She will be the first African-American to appear in any currency or bill in United States’ history.
She was famed for rescuing a lot of African slaves by purchasing their freedom during the era of slavery in the ugly era of American history. She made the famous quote of “I would have rescued more slaves if at all they accepted that they were slaves”.
By Maya Rohdan @m_rohdan
The Treasury Department announced Wednesday that Alexander Hamilton will stay on the $10 bill, but abolitionist hero Harriet Tubman will replace Andrew Jackson as the portrait on the $20 bill.

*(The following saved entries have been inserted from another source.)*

PR #520, opened 2026-08-16
CM-71014 copilot agent dialect

Ilanlido:
One hooks file is executed by more than one runtime: VS Code's chat runtime and
the Copilot agent runtime (Copilot CLI, and VS Code agent sessions). The agent
runtime keys its payload dialect off the CASE of the configured event key. Cycode
registered camelCase, so it answered with its own dialect (sessionId, no
hook_event_name), which matches_payload rejects - scans were skipped fail-open
with nothing surfaced beyond a -v debug line.

Register PascalCase event keys. Both runtimes then deliver the Claude-style
dialect already parsed here, verified live on Copilot CLI 1.0.75 and VS Code
1.133.

The tool vocabulary still differs per runtime, so accept both rather than switch:
VS Code reads files as read_file/filePath and names MCP tools mcp_<server>_<tool>;
the agent runtime uses Read/path and <server>-<tool>. Agent MCP servers are
declared in ~/.copilot/mcp-config.json, so that is read alongside VS Code's
mcp.json, and the server split is longest-match since server names may themselves
contain the separator. The agent reuses its read tool for directory listings with
an identical payload shape, so the path is stat-ed before it counts as a file read.

Also drop the timestamp-absent condition from ClaudeCode.matches_payload. Matching
on a field being absent is what broke Copilot scanning in the first place, and the
documented transcript_path is a sufficient positive test on its own.

Stale camelCase installs stay rejected; they are corrected by reinstalling hooks.

### DIFF
--- a/cycode/cli/apps/ai_guardrails/ides/copilot.py
+++ b/cycode/cli/apps/ai_guardrails/ides/copilot.py
@@ -326,7 +326,8 @@ def _read_file_path(tool_name: str, tool_input: object) -> Optional[str]:
     try:
         if not Path(raw_path).is_file():
             return None
-    except OSError:
+    except OSError as e:
+        logger.debug('Failed to stat read path, %s', {'path': raw_path}, exc_info=e)
         return None
     return raw_path
 
--- a/cycode/cli/apps/ai_guardrails/ides/copilot.py
+++ b/cycode/cli/apps/ai_guardrails/ides/copilot.py
@@ -1,17 +1,25 @@
-"""GitHub Copilot (VS Code extension) integration for AI guardrails.
+"""GitHub Copilot integration for AI guardrails.
 
 Hooks are installed in Copilot's native format to ``~/.copilot/hooks/cycode.json``
-(user scope) or ``<repo>/.github/hooks/cycode.json`` (repo scope). Both locations
-are also read by Copilot CLI and the Copilot cloud coding agent, but only the
-VS Code payload dialect is parsed here — CLI payloads (camelCase, no event name)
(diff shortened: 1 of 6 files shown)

The Department plans to unveil designs of the $5 bill, $10 bill, and $20 bill in 2020, in honor of the 100th anniversary of the 19th Amendment. As TIME reported last week, the timing on the production of the $20 bill is up in the air. Though the designs will be unveiled in 2020, the bills will enter circulation sometime later, with the $10 bill coming first. Because all of the bills will feature tactile changes to aide the blind, changes could take a significant amount of time.
On Wednesday, Secretary Lew said he has instructed the Bureau of Engraving and Printing and coordinated with the Federal Reserve to accelerate the process. Lew said there are two things he and the Chair of the Federal Reserve agree on: “we can’t compromise security and we have to work as quickly as possible,” he said.

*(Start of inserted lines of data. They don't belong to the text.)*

PR #523, opened 2026-08-25
CM-68446: Render unmaintained package detections in SCA output

AradTraub:
## Summary

Renders unmaintained-package findings (OpenSSF Scorecard score <= 2) in local SCA scan output. Until now they arrived with an unrecognised policy id and fell through to a table titled "Unknown" with vulnerability-shaped columns.

- Dedicated **Unmaintained Packages** table with an OSSF Score column in place of CVE / Upgrade / License.
- Detail card gains the score and a link to the scorecard report.
- Package health is read from the nested `ossf` detection detail (`ossf.score`, `ossf.scorecard_report_url`); the flat `ossf_scorecard_score` field no longer exists.

**No new CLI flag.** Whether the policy runs is decided entirely by the tenant's policy state, resolved server-side in dependency-collector — the CLI neither sends nor needs a scan parameter for it. An earlier revision of this branch added a `--sca-scan unmaintained-packages` value; it was reverted once the gate moved to the policy, so this PR is rendering only.

## Testing

- `ruff check` + `ruff format --check` clean.
- `pytest`: 999 passed, 1 skipped, including new tests for the printer's title, its exact column set and order, and the score fallback when no scorecard is present.
- Verified end to end against a local backend: a CLI SCA scan on a tenant with the policy enabled prints the Unmaintained Packages table with a score of 1.5.


cycode/cli/printers/tables/sca_table_printer.py
```diff
@@ -120,6 +130,9 @@ def _enrich_table_with_values(table: Table, detection: Detection) -> None:
         table.add_cell(CVE_COLUMNS, detection_details.get('vulnerability_id'))
         table.add_cell(LICENSE_COLUMN, detection_details.get('license'))
 
+        ossf_score = get_ossf_score(detection_details)
+        table.add_cell(OSSF_SCORE_COLUMN, 'N/A' if ossf_score is None else str(ossf_score))
```
omer-roth: Is this the overall ossf score or the maintained check's score?

cycode/cli/apps/scan/scan_parameters.py
```diff
@@ -16,6 +16,7 @@ def _get_default_scan_parameters(ctx: typer.Context) -> dict:
         'report': ctx.obj.get('report'),
         'package_vulnerabilities': ctx.obj.get('package-vulnerabilities'),
         'license_compliance': ctx.obj.get('license-compliance'),
+        'maintainability': ctx.obj.get('unmaintained-packages'),
```
omer-roth: overall might be worth checking:
What happens if the policy is off and the user specified they want to scan unmaintained-packages specifically?

AradTraub: they will get 0 detections. as the policy is close and this the maintainability will be align, there will be no detection found as the rest of the detection will be filtered out and maintainability will skipped due to the fact that the policy is close

cycode/cli/printers/tables/sca_table_printer.py
AradTraub: The overall score.

cycode/cli/apps/scan/scan_parameters.py
```diff
@@ -16,6 +16,7 @@ def _get_default_scan_parameters(ctx: typer.Context) -> dict:
         'report': ctx.obj.get('report'),
         'package_vulnerabilities': ctx.obj.get('package-vulnerabilities'),
         'license_compliance': ctx.obj.get('license-compliance'),
+        'maintainability': ctx.obj.get('unmaintained-packages', False),
```
avishaiamiel: Is there a reason that you added default value?
If not, let's be consistent

cycode/cli/printers/tables/sca_table_printer.py
```diff
@@ -120,6 +130,9 @@ def _enrich_table_with_values(table: Table, detection: Detection) -> None:
         table.add_cell(CVE_COLUMNS, detection_details.get('vulnerability_id'))
         table.add_cell(LICENSE_COLUMN, detection_details.get('license'))
 
+        maintained_score = get_maintained_score(detection_details)
+        table.add_cell(MAINTAINED_SCORE_COLUMN, 'N/A' if maintained_score is None else str(maintained_score))
```
omer-roth: Please put this being policy gate (score is irrelevant for other policies

cycode/cli/printers/rich_printer.py
```diff
@@ -97,7 +98,13 @@ def __add_sca_scan_related_rows(details_table: Table, detection: 'Detection') ->
...
         details_table.add_row('Dependency path', dependency_path or 'N/A')
 
-        if not detection.has_alert:
+        if detection.detection_type_id == consts.UNMAINTAINED_PACKAGE_POLICY_ID:
+            maintained_score = get_maintained_score(detection_details)
+            ossf_score = get_ossf_score(detection_details)
+            details_table.add_row('Maintained score', 'N/A' if maintained_score is None else str(maintained_score))
+            details_table.add_row('OSSF Scorecard score', 'N/A' if ossf_score is None else str(ossf_score))
+            details_table.add_row('Scorecard report', get_ossf_report_url(detection_details) or 'N/A')
+        elif not detection.has_alert:
```
omer-roth: should this actually be conditional?

cycode/cli/printers/text_printer.py
```diff
@@ -84,7 +85,17 @@ def __get_intermediate_summary_lines(self, detection: 'Detection') -> list[str]:
...
+            maintained_score = get_maintained_score(detection.detection_details)
+            ossf_score = get_ossf_score(detection.detection_details)
+            maintained = 'N/A' if maintained_score is None else maintained_score
+            score = 'N/A' if ossf_score is None else ossf_score
+            report_url = get_ossf_report_url(detection.detection_details) or 'N/A'
+
+            summary_lines.append(f'Maintained score: [cyan]{maintained}[/]\n')
+            summary_lines.append(f'OSSF Scorecard score: [cyan]{score}[/]\n')
+            summary_lines.append(f'Scorecard report: [cyan]{report_url}[/]\n')
+        elif detection.has_alert:
```
omer-roth: should this actually be conditional?

omer-roth (changes requested):
Added some comments

cycode/cli/printers/rich_printer.py
AradTraub: Yes — deliberately, and it is the bug this PR fixes.

`Detection.has_alert` documents the old assumption in its own docstring (`cyclient/models.py:37-41`): *"For example, for SCA, it means that the detection is a package vulnerability. Otherwise, it is a license."* That binary held while SCA had two policies.

Unmaintained packages are a third, and they carry neither an `alert` nor a `license` — so under the previous code every unmaintained finding rendered a `License` row with no value. Making it an `elif` restores one branch per policy.

---
🤖 Replied with Claude Code

cycode/cli/printers/text_printer.py
AradTraub: Same as the rich printer — yes, deliberately.

Here the old code went `if detection.has_alert: … else: License`, so an unmaintained detection (no `alert`) fell into the `else` and printed `License: N/A` on every finding. That was the concrete bug; the `elif` gives each of the three SCA policies its own branch.

---
🤖 Replied with Claude Code

omer-roth (approved):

Though Hamilton is staying on the front of the $10 bill, an image of multiple women’s suffragists including Lucretia Mott, Sojourner Truth, Susan B. Anthony, Elizabeth Cady Stanton, and Alice Paul, will appear on the back. Andrew Jackson will also remain on the $20 bill, he’ll just be moved to the back.

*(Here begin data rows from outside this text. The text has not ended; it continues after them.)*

PR #538, opened 2026-09-02
CM-71972: Collect Claude Code skills in the Guardrails session sweep

Altruistus:
## TL;DR

A developer installs a skill from a marketplace into `~/.claude/skills/`, never commits it, and Cycode's Skills inventory shows nothing. The session-start hook already sweeps every IDE for MCP configs; this adds skills to the same sweep and the same report, so an installed skill becomes visible without anyone having to commit it.

## Why

Skills inventory has only ever seen a `SKILL.md` that reached a repository. The instructions and scripts a marketplace skill carries have been invisible — worst of all for people with no SCM footprint at all. The backend can already inventory a reported skill; it just needs the CLI to report one.

## Reviewer notes

- **Skills get their own collector rather than riding in `config_files[]`.** The backend parses every entry there as an MCP server map, and a skill is a directory of Markdown, not a normalizable JSON config.
- **Plugin skills are the exception and hang off the plugin entry**, because that is what carries the marketplace, plugin and version a marketplace-installed skill came from. The plugin readers already hold the resolved directory, so the scan is shared and all three IDEs with a plugin system get it — the `skills/` layout belongs to the plugin format, not to any one IDE.
- **Raw content is sent, not parsed frontmatter.** Parsing belongs to the backend, which is also the only option for the device connectors that read these files off endpoints and can return nothing but file bytes.
- **Two caps that the MCP collectors did not need.** A `SKILL.md` body is unbounded prose and the number of installed skills is unbounded too. One request carries the whole session context, so an oversized skill would otherwise cost the device its MCP inventory as well.
- **User-scope collection is Claude Code only, deliberately.** It is the only tool with a `SKILL.md` convention of its own today — Cursor's `.mdc` rules and `CLAUDE.md` are rule files, a different category. The hook is generic (`IDE.get_skills` defaults to empty), so adding another IDE is two lines once its skills directory is confirmed rather than guessed.
- **A test-isolation bug surfaced on the first run and is fixed here.** The existing session-context tests read the developer's real `~/.claude/skills`, so their assertions depended on whose machine ran them. An autouse fixture now pins the sweep.
- Project-scope skills (`<repo>/.claude/skills/`) are out of scope: there is no repo-scope collection in this app at all, which is structural plumbing rather than a missing path.

[CM-71972](https://cycode.atlassian.net/browse/CM-71972)

[CM-71972]: https://cycode.atlassian.net/browse/CM-71972?atlOrigin=eyJpIjoiNWRkNTljNzYxNjVmNDY3MDlhMDU5Y2ZhYzA5YTRkZjUiLCJwIjoiZ2l0aHViLWNvbS1KU1cifQ

### DIFF
--- a/cycode/cli/apps/ai_guardrails/ides/claude_code.py
+++ b/cycode/cli/apps/ai_guardrails/ides/claude_code.py
@@ -13,6 +13,7 @@ from cycode.cli.apps.ai_guardrails.ides._plugin_utils import (
     resolve_cached_plugin_dir,
     walk_enabled_plugins,
 )
+from cycode.cli.apps.ai_guardrails.ides._skill_utils import walk_skill_dirs
 from cycode.cli.apps.ai_guardrails.ides.base import IDE, DecisionAction, HookDecision
 from cycode.cli.apps.ai_guardrails.scan.payload import AIHookPayload
 from cycode.cli.apps.ai_guardrails.scan.types import AiHookEventType
@@ -33,6 +34,10 @@ _HOOK_EVENTS = ['UserPromptSubmit', 'PreToolUse:Read', 'PreToolUse:mcp']
 
 _CLAUDE_CONFIG_PATH = Path.home() / '.claude.json'
 _CLAUDE_SETTINGS_PATH = Path.home() / '.claude' / 'settings.json'
+_CLAUDE_SKILLS_DIR = Path.home() / '.claude' / 'skills'
+
+# Claude hardcodes a plugin's skills under this subdirectory, the same way it hardcodes ".mcp.json".
+_PLUGIN_SKILLS_SUBDIR = 'skills'
 
 _SCAN_COMMAND = f'{CYCODE_SCAN_PROMPT_COMMAND} --ide claude-code'
 _SESSION_START_COMMAND = f'{CYCODE_SESSION_START_COMMAND} --ide claude-code'
@@ -187,16 +192,23 @@ def _resolve_marketplace_path(marketplace: dict) -> Optional[Path]:
 
 
 def _read_claude_plugin(plugin_dir: Path) -> tuple[dict, dict]:
-    """Read one Claude Code plugin's manifest + MCP servers.
+    """Read one Claude Code plugin's manifest, MCP servers and skills.
 
     Claude hardcodes the MCP file at ``<plugin_dir>/.mcp.json`` and always
-    wraps it as ``{"mcpServers": {...}}``.
+    wraps it as ``{"mcpServers": {...}}``, and a plugin's skills at
+    ``<plugin_dir>/skills/<name>/SKILL.md``.
     """
     manifest = load_plugin_json(plugin_dir / '.claude-plugin' / 'plugin.json') or {}
     entry: dict = {}
     for field in ('name', 'version', 'description'):
         if field in manifest:
             entry[field] = manifest[field]
+
+    # Attached to the plugin entry rather than the top-level skills list so the backend keeps the
+    # plugin provenance (marketplace, plugin, version) that a marketplace-installed skill has.
+    skill_files = walk_skill_dirs(plugin_dir / _PLUGIN_SKILLS_SUBDIR)
+    if skill_files:
+        entry['skill_files'] = skill_files
 
     mcp_config_path = plugin_dir / '.mcp.json'
     mcp_config = load_plugin_json(mcp_config_path) or {}
@@ -387,3 +399,6 @@ class ClaudeCode(IDE):
         enriched_plugins = resolve_plugins(settings) if settings else {}
 
         return global_config_file, enriched_plugins
+
+    def get_skills(self) -> list[dict]:
+        return walk_skill_dirs(_CLAUDE_SKILLS_DIR)
--- a/cycode/cli/apps/ai_guardrails/ides/claude_code.py
+++ b/cycode/cli/apps/ai_guardrails/ides/claude_code.py
@@ -13,7 +13,7 @@ from cycode.cli.apps.ai_guardrails.ides._plugin_utils import (
     resolve_cached_plugin_dir,
     walk_enabled_plugins,
 )
-from cycode.cli.apps.ai_guardrails.ides._skill_utils import walk_skill_dirs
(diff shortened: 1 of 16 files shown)


cycode/cli/apps/ai_guardrails/ides/claude_code.py
```diff
@@ -387,3 +404,6 @@ def get_session_context(self) -> tuple[Optional[dict], dict]:
         enriched_plugins = resolve_plugins(settings) if settings else {}
 
         return global_config_file, enriched_plugins
+
+    def get_skills(self) -> list[dict]:
```
Ilanlido, line 408: What about supporting other agents like codex etc.

cycode/cli/apps/ai_guardrails/ides/copilot.py
```diff
@@ -178,6 +179,12 @@ def _read_copilot_plugin(plugin_dir: Path) -> tuple[dict, dict]:
         if field in manifest:
             entry[field] = manifest[field]
 
+    # Same plugin-format layout as every other IDE's plugins, so a plugin shipping skills is
+    # inventoried whichever IDE loaded it.
+    skill_files = walk_plugin_skills(plugin_dir)
```
Ilanlido, line 184: What about plugin skills for cursor?

tests/cli/commands/ai_guardrails/test_session_start_command.py
```diff
@@ -31,6 +31,17 @@ def _isolated_session_context_cache(tmp_path: Path, monkeypatch: pytest.MonkeyPa
     monkeypatch.setattr(_session_start_mod, '_session_context_cache_path', lambda: tmp_path / '.session-context-cache')
 
 
+@pytest.fixture(autouse=True)
+def _no_local_skills(monkeypatch: pytest.MonkeyPatch) -> None:
+    """Keep the skills sweep away from the developer's real ~/.claude/skills.
+
+    Unlike the MCP collectors, which these tests stub per IDE, the skills sweep walks the
+    filesystem directly - so without this every assertion would depend on whoever ran it.
```
Ilanlido, line 39: Really? Aren't the units using fakefs?

tests/cli/commands/ai_guardrails/test_session_start_command.py
```diff
@@ -590,3 +605,93 @@ def test_unauthenticated_skips_session_init(
...
+    monkeypatch: pytest.MonkeyPatch,
+) -> None:
+    """User-scope skills ride alongside the MCP inventory in the same report."""
+    mock_get_auth.return_value = MagicMock(tenant_id='tenant-1')
+    mock_ai_client = MagicMock()
+    mock_get_client.return_value = mock_ai_client
+    mock_collect.return_value = ({}, {})
+    skill_path = '/home/u/.claude/skills/dummy-skill/SKILL.md'
+    skills = [{'path': skill_path, 'content': '---\nname: dummy-skill\n---\nBody.\n'}]
+    monkeypatch.setattr(_session_start_mod, 'collect_all_skills', lambda: skills)
```
Ilanlido, line 632: Why is this mocked

cycode/cli/apps/ai_guardrails/ides/claude_code.py
Altruistus: Done in 88d4018 — Codex, Copilot and Cursor now each have `get_skills()` reading their own skills directory (`~/.codex/skills`, `~/.copilot/skills`, `~/.cursor/skills`), honoring `$CODEX_HOME`/`$COPILOT_HOME` like the rest of those integrations.

Nothing else needed changing: `collect_all_skills()` already sweeps every registered IDE and dedupes by path, and `walk_skill_dirs` returns an empty list for a directory that isn't there — so an IDE that has no skills just contributes none. Added the same two tests per IDE that Claude Code already had.

cycode/cli/apps/ai_guardrails/ides/copilot.py
Altruistus: Cursor has no plugin system in this integration to hang them off — `Cursor.get_session_context()` reads `~/.cursor/mcp.json` and returns `{}` for plugins, with no `walk_enabled_plugins` call, because Cursor has no `<plugin>@<marketplace>` layout like Claude Code, Codex and Copilot do. So there is no plugin directory to scan for `skills/`.

If Cursor grows one, the extension point is the same three lines the other three use inside their `_read_*_plugin`, and `walk_plugin_skills` needs no change.

Its **user-scope** skills are covered as of 88d4018 (`~/.cursor/skills`) — see the other thread.

tests/cli/commands/ai_guardrails/test_session_start_command.py
Altruistus: Good catch, and you're right that the fixture was the wrong shape — but not for the reason you'd expect: **this module doesn't use pyfakefs at all.** No `fs` fixture anywhere in it; it isolates by patching the per-IDE collectors instead. So the skills sweep, which walks the filesystem directly rather than going through a collector, really was reading the real `~/.claude/skills` of whoever ran the tests. I hit it on my own machine — the assertions picked up my seven actual skills.

Rather than stub an application function in an autouse fixture, 88d4018 isolates at the filesystem level instead: `_isolated_home` points `Path.home()` at a scratch dir, so nothing home-relative can reach real files. That also let both skill tests drop their mocks (see the other thread).

tests/cli/commands/ai_guardrails/test_session_start_command.py
Altruistus: Fair — it shouldn't be. It was only mocked because the autouse fixture stubbed `collect_all_skills` globally, so a test that cared about skills had to override the stub. Circular, and it meant neither skill test actually exercised the sweep.

Fixed in 88d4018. With `Path.home()` redirected to a scratch dir, both tests write real `SKILL.md` files and let the real `collect_all_skills()` find them:

- `test_reports_skill_files` creates the file and asserts the reported `skill_files` — so it now covers `walk_skill_dirs` and the payload wiring, not just the wiring.
- `test_editing_a_skill_re_reports` rewrites the file's content between runs, so the dedup-digest assertion goes through a genuine re-read.

Nothing about skills is mocked in that module any more.

Ilanlido (approved):

omer-roth (approved):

Treasury Secretary Jack Lew announced last June that a woman would appear as portrait of the bill, though over the course of 10 months—following public input and some intense lobbying efforts by various groups—his thinking changed. “For me, personally, there was an aha moment in July when it became clear that going bigger would give us the ability to tell more stories,” Lew said Wednesday.
Secretary Lew and Treasurer Rosie Rios, who has been working to get a woman on the currency since she arrived at the Treasury Department, said Wednesday the decision to place Harriet Tubman on the front of the currency was an easy one.
“The life of Harriet Tubman is really one of the greater American stories,” Lew said. “I think it’s a story that reflects both American values and American democracy, but also the power of an individual to make a difference in our democracy.”
The Treasury Department got millions of responses when they opened up the process to the public last June—through the mail, via email and on social media. The face of the current $10 bill has a lot of notable fans, including the Treasury Secretary himself, who has called Alexander Hamilton a personal hero. Hamilton has also become a pop culture mega-star thanks to the Pulitzer Prize winning hip-hop musical about his life. The star and creator of the musical, Lin Manuel Miranda, met with Lew to talk currency earlier this year.
Andrew Jackson, on the other hand, has a number of vocal detractors, led by the grassroots organization Women on 20s, which has ferociously lobbied for him to get the boot from the $20 bill. But leaders of the organization have recently shifted their tone given the probable timing of that change. If women have to appear on the back of the $10 bill, Barbara Ortiz Howard and Susan Ades Stone wrote in an op-ed for TIME, the Department should simultaneously redesign the $20.
Lew acknowledged he couldn’t make everyone happy with his decision, but said his decision takes a “long-term view.”
“I knew we couldn’t make everyone happy,” he said. “But there’s a reason the decision rests with the Secretary of the Treasury to make decisions that are balanced and have a long term view.”
The entire series of bills will get a redesign, including the the $5 bill, which will feature images of historic events in the fight for Civil Rights for black Americans that occurred on the steps of the Lincoln Memorial, including Martin Luther King’s “I Have a Dream” speech and a 1939 performance by Opera singer Marian Anderson.